Fix unfair load distribution bug in IOS selection

I noticed an interesting problem on the DSC deployment the other day. Performance was varying wildly with single threaded I/O tests (rsync -P). I took a look at the leases the MDS was assigning to gain some insight:

yanovich@illusion2$ slmctl -sbml | awk '{print $3, $5}' | sort | uniq -c | column -t
      1 io-system		flags
      6 <any>		R---TB-----
      5 sense2s2@PSCARCH	-W--TB-----
      9 sense2s4@PSCARCH	-W--TB-----
    182 sense2s5@PSCARCH	-W--TB-----
      5 sense2s6@PSCARCH	-W--TB-----
      7 sense2s7@PSCARCH	-W--TB-----
      5 sense3s0@PSCARCH	-W--TB-----
      6 sense3s1@PSCARCH	-W--TB-----
      6 sense3s2@PSCARCH	-W--TB-----
      6 sense3s3@PSCARCH	-W--TB-----
      5 sense3s4@PSCARCH	-W--TB-----
      5 sense3s5@PSCARCH	-W--TB-----
      6 sense3s6@PSCARCH	-W--TB-----
      6 sense4s0@PSCARCH	-W--TB-----
      6 sense4s1@PSCARCH	-W--TB-----
      5 sense4s2@PSCARCH	-W--TB-----
      5 sense4s3@PSCARCH	-W--TB-----
      5 sense4s4@PSCARCH	-W--TB-----
      5 sense4s5@PSCARCH	-W--TB-----
      6 sense4s6@PSCARCH	-W--TB-----
     11 sense5s0@PSCARCH	-W--TB-----
      5 sense5s1@PSCARCH	-W--TB-----
      5 sense5s2@PSCARCH	-W--TB-----
      6 sense5s3@PSCARCH	-W--TB-----
     11 sense5s5@PSCARCH	-W--TB-----
      5 sense5s6@PSCARCH	-W--TB-----
      7 sense6s0@PSCARCH	-W--TB-----
      6 sense6s1@PSCARCH	-W--TB-----
      6 sense6s2@PSCARCH	-W--TB-----
      6 sense6s3@PSCARCH	-W--TB-----
      6 sense6s4@PSCARCH	-W--TB-----
      6 sense6s5@PSCARCH	-W--TB-----
      6 sense6s6@PSCARCH	-W--TB-----
      6 sense6s7@PSCARCH	-W--TB-----

This command counts the number of occurrences of leases issued to each I/O system.
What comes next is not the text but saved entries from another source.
PR #488, opened 2023-11-21
Drupal 10

kasperg:
#### Link to issue

#### Description

#### Screenshot of the result


rasben (changes requested):
- Everything in `packagess/fbs-client` looks like contrib code, that should not be committed.
- I dont really understand why you add all ignoreErrors in phpstan-baseline.neon. Why not just fix them? legacyConfig() is our own methid anyway?

Otherwise, it looks alright.

rasben (approved):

There was an obvious problem with preferred treatment to sense2s5. Examining the code, I see that we copy the list of I/O systems starting from a position P in the list. When we reach the end of the list, we start over from the beginning up to position P. Then, we increment P next time in an approach to round-robin selection of I/O systems:

slashd/mds.c:

1
2
3
4
5
6
7
8
9
10
11
12
13
14
15
16
17
18
19
20
21
22
23
24
25
26
27
28
29
30
31
32
33
34
__static void
slm_resm_roundrobin(struct sl_resource *r, struct psc_dynarray *a)
{
	struct resprof_mds_info *rpmi = res2rpmi(r);
	struct sl_resm *m;
	int i, idx;

	RPMI_LOCK(rpmi);
	idx = slm_get_rpmi_idx(r);
	RPMI_ULOCK(rpmi);

	for (i = 0; i < psc_dynarray_len(&r->res_members); i++, idx++) {
		if (idx >= psc_dynarray_len(&r->res_members))
			idx = 0;

		m = psc_dynarray_getpos(&r->res_members, idx);
		psc_dynarray_add_ifdne(a, m);
	}
}

static __inline int
slm_get_rpmi_idx(struct sl_resource *res)
{
	struct resprof_mds_info *rpmi;
	int locked, n;

	rpmi = res2rpmi(res);
	locked = RPMI_RLOCK(rpmi);
	if (rpmi->rpmi_cnt >= psc_dynarray_len(&res->res_members))
		rpmi->rpmi_cnt = 0;
	n = rpmi->rpmi_cnt++;
	RPMI_URLOCK(rpmi, locked);
	return (n);
}

In theory, this should work, but any servers that are unavailable will give an unfair advantage to the first server in the list after a run of such unavailable servers, as this first server will get hammered N + 1 times if there are N unavailable servers.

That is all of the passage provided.